# Flensburger Förde - Wassersleben



## pj6000 (8. April 2008)

Hallo zusammen,
da ich am Wochenende nach FL fahre und dies mit einem Angel(kurz)trip verbinden möchte, wollte ich gern wissen, ob in der Förde Hering oder Mefos schon zu fangen sind.
Wäre dankbar über kurze Infos oder sogar geignete Stellen.

Am besten mit GPS-Daten. (Scherz)

Bevorzugte Methode wäre dann von Land aus auf Mefo und eventuell im Fl -Hafen auf Hering.

Vielen Dank,
Christian


----------



## aloa (9. April 2008)

*AW: Flensburger Förde - Wassersleben*

Hey Christian 
Also Heringe werden schon gefangen.
Meerforellen vom Land aus ohne Wathose wenn ich es richtig verstanden habe ist ein bißchen schwierig.Da kenn ich nur eine stelle und zwar in Solitüde aber nicht vom Steg aus sondern wenn du ganz nach links gehst kommt da eine Steinlandzunge da mußt du hin.
Ich hoffe ich konnte dir ein bißchen weiterhelfen.
Schöne Grüße und Petri Heil|wavey:


----------



## Sachsenangler (9. April 2008)

*AW: Flensburger Förde - Wassersleben*

war zu Ostern in Flensburg und noch keine Aussicht auf Hering,bin mit meinen Wohnmobil 20km weiter gefahren nach Dänemark,in eine Forellenpuff,war ein Topgewässer,habe 16 Forellen gezogen auf Made.Eine Angelstunde kostet 2 Euro für eine Angel,den Fisch kannst du so mitnehmen.Im Monat Mai,hat sich dort die Zeitschrift Rute&Rolle für 4 Tage angemeldet, wird sagenhaft.


----------



## ostseeangler27 (9. April 2008)

*AW: Flensburger Förde - Wassersleben*

Hering wird schon gut 3 wochen in Flensburg gefangen!!!
Mefos laufen auch im Bereich der Förde!

Petri Heil aus Flensburg ;-)


----------



## gallus (9. April 2008)

*AW: Flensburger Förde - Wassersleben*

mefos kann man auch von so ziemlich jeder
seebrücke angeln.
allerdings ist es nicht so schön wie an einem 
einsamen strand auf nem flachen riff
zu stehen..


----------



## pj6000 (9. April 2008)

*AW: Flensburger Förde - Wassersleben*

hi

@ aloa: wat wärn wa ohne wathose, natürlich mit wathose, habs nicht erwähnt aber gehört die nicht zu standardausrüstung zum mefofischen von "land" aus.
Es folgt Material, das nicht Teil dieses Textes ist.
PR #5965, opened 2026-09-04
perf(qwen): enable Qwen3 235B NVFP4 full-iteration optimizations

rhmukundan:
## Summary

Enable Qwen3 235B-A22B NVFP4 optimizations on B200, B300, GB200, and GB300:

- Full-iteration CUDA graphs
- HybridEP MoE A2A overlap and delayed weight-gradient computation
- CUTEDSL grouped MLP and Transformer Engine op fusion
- FP4 parameter gather with TP communication overlap disabled
- Megatron-Core update for FP4 with 1F1B A2A overlap

## Testing

- Added targeted recipe unit coverage
- Pre-commit checks passed


malay-nagda (changes requested):
the PR has checked in M-LM in 3rdparty dir. Please remove that.

rhmukundan:
>the PR has checked in M-LM in 3rdparty dir. Please remove that.

@malay-nagda : I have made the change

malay-nagda (dismissed):

rhmukundan:
This MR cannot be merged until https://github.com/NVIDIA/Megatron-LM/pull/6135 is merged as it is dependent on changes from #6135. 
cc: @malay-nagda

src/megatron/bridge/perf_recipes/qwen/b200/qwen3_moe.py
```diff
@@ -555,30 +556,43 @@ def qwen3_235b_a22b_pretrain_64gpu_b200_nvfp4_config() -> ConfigContainer:
...
         "NVTE_BWD_LAYERNORM_SM_MARGIN": 16,
+        "NVTE_CUTEDSL_FUSED_GROUPED_MLP": 1,
         "NVTE_FWD_LAYERNORM_SM_MARGIN": 16,
         # NVFP4 fast-math path.
         "NVTE_USE_FAST_MATH": 1,
     }
     return cfg
 
 
+qwen3_235b_a22b_pretrain_256gpu_b200_nvfp4_full_iteration_config = qwen3_235b_a22b_pretrain_256gpu_b200_nvfp4_config
```
malay-nagda: @rhmukundan why use alias instead of a method?

rhmukundan: This is just a compatibility name for the same recipe. I originally used a wrapper, but CI treats that as a separate recipe and expects its environment config to be duplicated. Using an alias keeps the behavior identical and avoids that duplication.

malay-nagda: - If in future we do not use full-iter CG in `qwen3_235b_a22b_pretrain_256gpu_b200_nvfp4_config` this will be incorrect. 
- We should either remove this or have a separate method like before. 
    - In case of separate methods, `qwen3_235b_a22b_pretrain_256gpu_b200_nvfp4_config` can inherit from the full-iter CG method- both methods should have separate env vars section.

malay-nagda (approved):

src/megatron/bridge/perf_recipes/qwen/b200/qwen3_moe.py
rhmukundan: Addressed it in the latest commit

naja dann hab ich ja noch gute chancen, falls sich dass wetter noch ein wenig hält.

vielen dank für die tips 
mfg 
Christian

p.s. vielleicht hat ja der ein oder andere lust, sich an meinem trip zu beteiligen.


----------



## seatrout61 (9. April 2008)

*AW: Flensburger Förde - Wassersleben*

Heringe und Mefos sind in der Förde.
Aktuelle Vorhersage fürs WE ist Ostwind angesagt,
Würde dann mal in Meierwik / Quellental auf Mefo 
und im FL-Hafen auf Heringe versuchen.
Vielleicht hast du Glück und der Wind dreht noch.

Bei Wassersleben bin ich mir nicht sicher, ob es
schon außerhalb des ganzjährigen Schongebiet der 
Krusau (600m) liegt. Vielleicht kann ein Flensburger
was dazu schreiben.


----------



## aloa (10. April 2008)

*AW: Flensburger Förde - Wassersleben*

Also hast doch ne Hose wa #6
In Wassersleben musst du mindestens 200m von links weg stehen da ist ganz jähriges schongebiet so war es zumidest noch letztes Jahr ich hoffe das ist auch so geblieben nicht das ich dir irgendein müll erzähl ansonsten steht da auch ein Schild musst mal lesen dann bist du auf der Sicheren seite, ansonsten kannst du es da unten ja mal probieren da stehen auch öfter mal welche hab letztens erst ein stehen sehen.

Gruß aloa


----------



## mowerpac (10. April 2008)

*AW: Flensburger Förde - Wassersleben*

[/QUOTE]
@ aloa: wat wärn wa ohne wathose, natürlich mit wathose, habs nicht erwähnt aber gehört die nicht zu standardausrüstung zum mefofischen von "land" aus.

naja dann hab ich ja noch gute chancen, falls sich dass wetter noch ein wenig hält.
[/QUOTE]

Moin, 

Will ja nicht entmutigen aber die Biester sind wirklich rar. Bei einem Wochenendtrip eine zu fangen wäre grosses Glück, habe schon so manchen Urlauber getroffen der nach einer Woche noch mit leeren Hände dastand.
Trotzdem die Strände sind wunderschön und wem das reicht möchte ich Bockholmwik und Langballigau (Richtung Innenförde) empfehlen, sind ca. 20-30 Km von Wassersleben.
Ansonsten kann man immer viel Spass bei den Hafenphilosophen haben, die ersten Heringe habe ich schon vor 4 Wochen gefangen.

MfG
Mowerpac


----------



## HAL9000 (10. April 2008)

*AW: Flensburger Förde - Wassersleben*

Hallo,
es sind 600m von der Krusau d.h. ab der Steinmole vor dem Hotel nach links darfste fischen.Sehe immer wieder Leute die direkt am Strand im Wasser stehen,das ist aber Schongebiet.


----------